Go through the records and count every line that holds "manipulation". Only the number belongs in the reply.

Stored records

= Beginning of Section =

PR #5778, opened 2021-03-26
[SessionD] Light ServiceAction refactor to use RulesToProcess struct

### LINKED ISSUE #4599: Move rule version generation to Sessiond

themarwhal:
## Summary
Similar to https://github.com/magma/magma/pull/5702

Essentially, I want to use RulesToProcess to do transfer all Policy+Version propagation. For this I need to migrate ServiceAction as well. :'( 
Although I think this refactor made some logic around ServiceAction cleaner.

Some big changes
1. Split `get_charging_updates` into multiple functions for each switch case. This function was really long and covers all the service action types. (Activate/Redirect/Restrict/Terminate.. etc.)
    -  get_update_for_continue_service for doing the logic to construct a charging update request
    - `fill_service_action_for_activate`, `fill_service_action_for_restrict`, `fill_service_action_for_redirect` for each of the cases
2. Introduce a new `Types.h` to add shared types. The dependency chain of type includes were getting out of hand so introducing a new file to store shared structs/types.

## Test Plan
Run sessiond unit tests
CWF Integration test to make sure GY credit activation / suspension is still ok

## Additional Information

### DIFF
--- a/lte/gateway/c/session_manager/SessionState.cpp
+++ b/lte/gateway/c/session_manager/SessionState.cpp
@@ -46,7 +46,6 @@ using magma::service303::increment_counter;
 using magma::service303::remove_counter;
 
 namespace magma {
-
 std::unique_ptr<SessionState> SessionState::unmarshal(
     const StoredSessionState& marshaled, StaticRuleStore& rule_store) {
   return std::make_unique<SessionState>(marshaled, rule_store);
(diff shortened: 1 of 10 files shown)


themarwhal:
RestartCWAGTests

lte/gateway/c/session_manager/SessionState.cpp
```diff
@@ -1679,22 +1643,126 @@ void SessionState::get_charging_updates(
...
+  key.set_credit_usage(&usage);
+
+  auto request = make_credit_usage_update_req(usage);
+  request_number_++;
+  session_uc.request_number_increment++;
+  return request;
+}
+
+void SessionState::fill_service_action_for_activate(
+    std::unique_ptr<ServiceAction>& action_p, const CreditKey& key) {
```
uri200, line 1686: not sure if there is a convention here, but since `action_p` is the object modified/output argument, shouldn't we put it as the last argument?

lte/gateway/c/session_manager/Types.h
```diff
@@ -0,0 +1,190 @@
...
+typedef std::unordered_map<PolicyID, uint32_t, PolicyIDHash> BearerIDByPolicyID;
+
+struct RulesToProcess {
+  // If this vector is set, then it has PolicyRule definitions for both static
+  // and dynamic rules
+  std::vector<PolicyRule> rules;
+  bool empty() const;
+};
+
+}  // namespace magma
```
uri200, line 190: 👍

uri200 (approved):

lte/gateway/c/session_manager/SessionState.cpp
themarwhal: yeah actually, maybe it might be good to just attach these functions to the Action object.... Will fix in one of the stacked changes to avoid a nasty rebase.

= End of Section =
= Beginning of Section =

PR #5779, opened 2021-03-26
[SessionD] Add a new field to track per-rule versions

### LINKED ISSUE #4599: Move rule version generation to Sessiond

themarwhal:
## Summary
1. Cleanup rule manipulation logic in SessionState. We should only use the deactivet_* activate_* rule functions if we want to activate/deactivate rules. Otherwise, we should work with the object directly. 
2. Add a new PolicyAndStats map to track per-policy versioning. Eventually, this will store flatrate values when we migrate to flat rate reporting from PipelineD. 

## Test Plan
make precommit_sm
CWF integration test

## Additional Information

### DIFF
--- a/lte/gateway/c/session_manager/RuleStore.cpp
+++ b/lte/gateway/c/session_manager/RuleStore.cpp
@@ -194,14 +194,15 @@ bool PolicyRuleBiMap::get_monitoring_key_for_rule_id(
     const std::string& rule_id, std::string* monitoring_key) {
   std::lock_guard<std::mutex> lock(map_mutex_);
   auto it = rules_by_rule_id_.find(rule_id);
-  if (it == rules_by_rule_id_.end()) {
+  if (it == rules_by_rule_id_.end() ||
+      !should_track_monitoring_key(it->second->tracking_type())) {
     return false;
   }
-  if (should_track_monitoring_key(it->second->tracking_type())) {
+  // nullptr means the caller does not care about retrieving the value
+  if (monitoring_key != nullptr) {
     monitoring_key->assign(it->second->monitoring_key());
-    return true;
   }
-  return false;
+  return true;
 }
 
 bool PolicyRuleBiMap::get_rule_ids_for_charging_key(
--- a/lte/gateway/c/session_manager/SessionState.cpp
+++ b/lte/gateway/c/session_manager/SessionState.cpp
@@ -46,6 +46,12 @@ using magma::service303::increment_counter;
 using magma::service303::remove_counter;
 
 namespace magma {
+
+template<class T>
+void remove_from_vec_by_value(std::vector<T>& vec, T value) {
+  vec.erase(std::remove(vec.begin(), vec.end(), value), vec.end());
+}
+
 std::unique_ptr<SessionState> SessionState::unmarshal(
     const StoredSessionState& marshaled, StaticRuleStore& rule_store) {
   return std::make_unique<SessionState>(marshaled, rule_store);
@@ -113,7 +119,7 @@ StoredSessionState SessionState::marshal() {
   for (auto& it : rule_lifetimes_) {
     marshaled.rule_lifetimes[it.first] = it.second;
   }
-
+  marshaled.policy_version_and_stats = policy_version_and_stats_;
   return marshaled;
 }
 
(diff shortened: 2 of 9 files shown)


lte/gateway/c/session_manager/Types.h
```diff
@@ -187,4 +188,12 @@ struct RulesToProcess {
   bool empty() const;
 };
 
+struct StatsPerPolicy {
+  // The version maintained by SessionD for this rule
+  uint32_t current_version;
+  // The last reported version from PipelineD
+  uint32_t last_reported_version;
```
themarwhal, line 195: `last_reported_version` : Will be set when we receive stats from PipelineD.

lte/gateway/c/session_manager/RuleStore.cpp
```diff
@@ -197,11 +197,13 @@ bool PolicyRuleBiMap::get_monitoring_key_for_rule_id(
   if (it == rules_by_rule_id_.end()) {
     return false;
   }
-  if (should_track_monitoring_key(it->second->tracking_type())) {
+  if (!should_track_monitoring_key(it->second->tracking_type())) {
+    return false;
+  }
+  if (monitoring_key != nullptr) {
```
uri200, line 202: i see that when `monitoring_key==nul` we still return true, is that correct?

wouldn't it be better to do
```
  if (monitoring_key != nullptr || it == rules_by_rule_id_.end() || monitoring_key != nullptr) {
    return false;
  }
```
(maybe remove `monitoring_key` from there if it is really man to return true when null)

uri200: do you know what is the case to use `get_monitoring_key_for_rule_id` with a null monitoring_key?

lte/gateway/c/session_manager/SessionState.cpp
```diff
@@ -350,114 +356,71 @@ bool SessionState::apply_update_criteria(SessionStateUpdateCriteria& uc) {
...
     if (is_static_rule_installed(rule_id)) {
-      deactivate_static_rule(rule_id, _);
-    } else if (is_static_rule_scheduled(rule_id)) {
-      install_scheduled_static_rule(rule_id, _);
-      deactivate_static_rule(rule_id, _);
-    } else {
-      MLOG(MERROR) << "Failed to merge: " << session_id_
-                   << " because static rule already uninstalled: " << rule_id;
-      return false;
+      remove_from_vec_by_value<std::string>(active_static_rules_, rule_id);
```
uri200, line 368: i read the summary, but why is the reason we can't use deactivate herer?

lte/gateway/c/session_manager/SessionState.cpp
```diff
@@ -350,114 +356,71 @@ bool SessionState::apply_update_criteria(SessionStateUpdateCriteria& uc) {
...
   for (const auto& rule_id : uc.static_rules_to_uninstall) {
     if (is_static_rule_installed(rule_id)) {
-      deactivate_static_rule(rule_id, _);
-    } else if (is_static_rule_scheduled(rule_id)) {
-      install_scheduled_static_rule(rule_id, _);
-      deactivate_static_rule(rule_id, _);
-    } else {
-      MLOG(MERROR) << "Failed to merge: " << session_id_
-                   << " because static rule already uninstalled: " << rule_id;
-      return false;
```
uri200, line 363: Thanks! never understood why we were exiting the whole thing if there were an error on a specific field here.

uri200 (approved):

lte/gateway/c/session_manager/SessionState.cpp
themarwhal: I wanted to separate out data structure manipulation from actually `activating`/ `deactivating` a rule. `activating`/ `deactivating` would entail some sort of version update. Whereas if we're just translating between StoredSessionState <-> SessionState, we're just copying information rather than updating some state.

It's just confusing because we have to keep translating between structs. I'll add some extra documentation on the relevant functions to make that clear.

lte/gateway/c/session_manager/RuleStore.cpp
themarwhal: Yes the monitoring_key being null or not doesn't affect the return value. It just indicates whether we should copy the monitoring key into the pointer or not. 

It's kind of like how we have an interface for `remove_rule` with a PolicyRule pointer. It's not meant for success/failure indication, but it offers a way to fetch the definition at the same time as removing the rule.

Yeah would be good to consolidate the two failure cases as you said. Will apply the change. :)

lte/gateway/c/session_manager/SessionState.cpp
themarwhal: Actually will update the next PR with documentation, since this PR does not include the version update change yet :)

= End of Section =

--- Result below ---
2